Health care supply company Covidien PLC will remain mostly intact as a separate division of Medtronic Inc. after the proposed $43 billion deal to merge the two companies under a new Irish parent.

With the deal potentially one month away, Fridley-based Medtronic revealed Friday morning how it plans to restructure its corporate divisions to accommodate the massive, Dublin-based Covidien’s business units. It also described how it would restructure its operations around four international bases.

Meanwhile, Covidien also said Friday that it was laying off 160 people, though a company spokesman said the job cuts were not related to the transaction.
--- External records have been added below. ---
PR #665, opened 2021-06-24
Remove more python2-specific stuff

Grazfather:
Just ran 2-to-3 on it.

### DIFF
--- a/.github/workflows/run-tests.yml
+++ b/.github/workflows/run-tests.yml
@@ -24,7 +24,7 @@ jobs:
     steps:
     - uses: actions/checkout@v2
 
-    - name: Refresh environment
+    - name: Install python and toolchain
       run: |
         sudo apt-get update
         sudo apt-get install -y gdb-multiarch python3-dev python3-pip python3-wheel python3-setuptools git cmake gcc g++ pkg-config libglib2.0-dev
@@ -33,29 +33,27 @@ jobs:
     - name: Get pip cache dir
       id: pip-cache
       run: |
-        echo "::set-output name=dir::$(pip cache dir)"
+        echo "::set-output name=dir::$(python3 -m pip cache dir)"
 
-    - name: Cache trinity libs
+    - name: Cache dependencies
       uses: actions/cache@v2
-      id: cache-libs
+      id: cache-deps
       env:
-        cache-name: cache-trinity-libs-and-python-modules
+        cache-name: cache-deps
       with:
         key: ${{ runner.os }}-pip-${{ hashFiles('**/requirements.txt') }}
         path: |
           ${{ steps.pip-cache.outputs.dir }}
-          ~/.cache/pip
         restore-keys:
           ${{ runner.os }}-pip-${{ env.cache-name }}-
           ${{ runner.os }}-pip-
           ${{ runner.os }}-${{ env.cache-name }}-
           ${{ runner.os }}-
 
-    - name: Compile Capstone/Keystone/Unicorn and install Python modules
-      if: steps.cache-libs.outputs.cache-hit != 'true'
+    - name: Install Python modules (Capstone, Keystone, Unicorn, Ropper)
       run: |
-        mkdir -p ~/.cache/pip || echo ok
-        python3 -c 'import capstone, keystone, unicorn' || python3 -m pip install --user --upgrade -r ./requirements.txt
+        mkdir -p ${{ steps.pip-cache.outputs.dir }}
+        python3 -m pip install --user --upgrade -r ./requirements.txt
 
     - name: Setup GEF
       run: |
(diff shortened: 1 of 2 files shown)


hugsy:
What's the point of this PR ? Tests are not even passing

hugsy:
I don't think this PR is necessary, I think most points were fixed by ee81a62026e74315e6ad4205688dbf916df18e25

Grazfather:
I rebased. It still fixes things like some useless imports and makes the style more consistent.

.github/workflows/run-tests.yml
```diff
@@ -43,11 +43,11 @@ jobs:
         sudo apt-get update
         sudo apt-get install -y gdb-multiarch python3-dev python3-pip python3-wheel python3-setuptools git cmake gcc g++ pkg-config libglib2.0-dev
 
-    - name: Compile Capstone/Keystone/Unicorn and install Python modules
+    - name: Install Python modules (Capstone, Keystone, Unicorn, Ropper)
       if: steps.cache-libs.outputs.cache-hit != 'true'
       run: |
         mkdir -p ~/.cache/pip || echo ok
-        python3 -c 'import capstone, keystone, unicorn' || python3 -m pip install --user --upgrade -r ./requirements.txt
+        python3 -m pip install --user --upgrade -r ./requirements.txt
```
Grazfather, line 50: if we pin specific versions in requirements.txt we can get rid of `--upgrade`

gef.py
```diff
@@ -10182,7 +10176,7 @@ def invoke(self, args, from_tty):
 
         if argc == 1:
             prefix = argv[0]
-            names = list(filter(lambda x: x.startswith(prefix), __config__.keys()))
+            names = list([x for x in __config__.keys() if x.startswith(prefix)])
```
daniellimws, line 10179: I think we don't need the `list(...)` around the list comprehension.

gef.py
```diff
@@ -10439,7 +10433,7 @@ def __init__(self, alias, command, completer_class=gdb.COMPLETE_NONE, command_cl
         if not p:
             return
 
-        if list(filter(lambda x: x._alias == alias, __aliases__)):
+        if list([x for x in __aliases__ if x._alias == alias]):
```
daniellimws, line 10436: Redundant `list(...)`

gef.py
Grazfather: Good eye. The tool made some mistakes :)

.github/workflows/run-tests.yml
hugsy: AFAIK those 3 libs have very stable (and unified) API. I don't see what benefit would come to pinning.

hugsy: We need to check that the lib bindings exist (`python3 -c 'import capstone, keystone, unicorn'`) for the cache to be actionable or not (hence the `if: steps.cache-libs.outputs.cache-hit != 'true'`). See https://github.com/actions/cache/blob/main/examples.md#python---pip

.github/workflows/run-tests.yml
```diff
@@ -43,11 +43,11 @@ jobs:
         sudo apt-get update
         sudo apt-get install -y gdb-multiarch python3-dev python3-pip python3-wheel python3-setuptools git cmake gcc g++ pkg-config libglib2.0-dev
 
-    - name: Compile Capstone/Keystone/Unicorn and install Python modules
+    - name: Install Python modules (Capstone, Keystone, Unicorn, Ropper)
       if: steps.cache-libs.outputs.cache-hit != 'true'
```
hugsy, line 47: Changing the `cache-name` to `cache-deps` will result in never caching and always re-installing the pip packages

hugsy (changes requested):

.github/workflows/run-tests.yml
Grazfather: Why? It'll just cause the cache name to change one, to be more accurate, and then in the future we'll only use this new name.

.github/workflows/run-tests.yml
Grazfather: I don't think you have that right. The whole `run` key will be skipped if the cache hits. The import is just a waste of time. None of the examples from your link do this import thing. In fact, I think you have the key wrong: The hashfiles should includes _requirements.txt_. What populates **/lockfiles?

.github/workflows/run-tests.yml
Grazfather: Nevermind, I see what you mean, I forgot to change it here. Nice find :)

.github/workflows/run-tests.yml
hugsy: You were using an old version where lockfiles were used because the cache was created from the compiled version. Now it's correct (https://github.com/hugsy/gef/blob/dev/.github/workflows/run-tests.yml#L44)
Also ok I sent you the link from a wrong tab, see https://github.com/actions/cache#skipping-steps-based-on-cache-hit

hugsy: Anyway yeah I see your point about the `import`, it is useless

hugsy (approved):
LGTM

The two companies are in the midst of one of largest pending corporate mergers in the country. The deal has sparked resistance from shareholders and Washington Democrats because the combined company would be based in Ireland for tax purposes — a type of deal known as a corporate inversion.
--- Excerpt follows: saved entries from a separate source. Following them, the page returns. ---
PR #668, opened 2021-06-25
Fix incorrect lru_cache usage

borismol:
- Removed `@lru_cache` for `gef_disassemble` since it returns generator and repetitive `context_code` shows empty code
- Added `get_register_for_selected_frame` to correctly cache register values depending on selected frame.

### Checklist ###

### DIFF
--- a/gef.py
+++ b/gef.py
@@ -1368,7 +1368,6 @@ def gef_next_instruction(addr):
     return gef_instruction_n(addr, 1)
 
 
-@lru_cache()
 def gef_disassemble(addr, nb_insn, nb_prev=0):
     """Disassemble `nb_insn` instructions after `addr` and `nb_prev` before `addr`.
     Return an iterator of Instruction objects."""
@@ -2699,9 +2698,13 @@ def to_unsigned_long(v):
     return int(v.cast(gdb.Value(mask).type)) & mask
 
 
-@lru_cache()
 def get_register(regname):
     """Return a register's value."""
+    return get_register_for_selected_frame(id(gdb.selected_frame()), regname)
+
+
+@lru_cache()
+def get_register_for_selected_frame(selected_frame_id, regname):
     try:
         value = gdb.parse_and_eval(regname)
         return to_unsigned_long(value) if value.type.code == gdb.TYPE_CODE_INT else int(value)


gef.py
```diff
@@ -2699,9 +2698,13 @@ def to_unsigned_long(v):
     return int(v.cast(gdb.Value(mask).type)) & mask
 
 
-@lru_cache()
 def get_register(regname):
     """Return a register's value."""
+    return get_register_for_selected_frame(id(gdb.selected_frame()), regname)
```
Grazfather, line 2703: Have you confirmed that `gdb.selected_frame()`, if called more than once, returns the same object?

Grazfather (commented):
Good find.

gef.py
borismol: Thank you for review. Unfortunately, no. It changes.
Maybe just remove `lru_cache` for `get_register` in such case?

Grazfather: That would slow things down a lot. Maybe we can use `gdb.selected_frame().pc()`? Although that could break on recursive functions. We should play with the frame object to see if there something we can use.

hugsy:
The bug is confirmed and can be reproduced as such

```c
void f10(){ __asm__("int3"); }
void f9(){ f10(); }
void f8(){ f9(); }
void f7(){ f8(); }
void f6(){ f7(); }
void f5(){ f6(); }
void f4(){ f5(); }
void f3(){ f4(); }
void f2(){ f3(); }
void f1(){ f2(); }
void main(){ f1(); }
```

Medtronic recently announced it would push ahead with the deal despite changes in U.S. tax rules designed to make inversions less attractive.

Medtronic officials have told U.S. antitrust regulators that the deal would not close before Nov. 15, though it might be delayed until the first quarter of 2015. The deal still needs approval from a majority of shareholders of both companies.

“In the coming months, the new executive team will work together to assist the integration planning efforts, listening and learning from both companies, to build our combined strengths and craft our future plans as one company,” said Medtronic Chairman and CEO Omar Ishrak, who would retain those titles after the deal.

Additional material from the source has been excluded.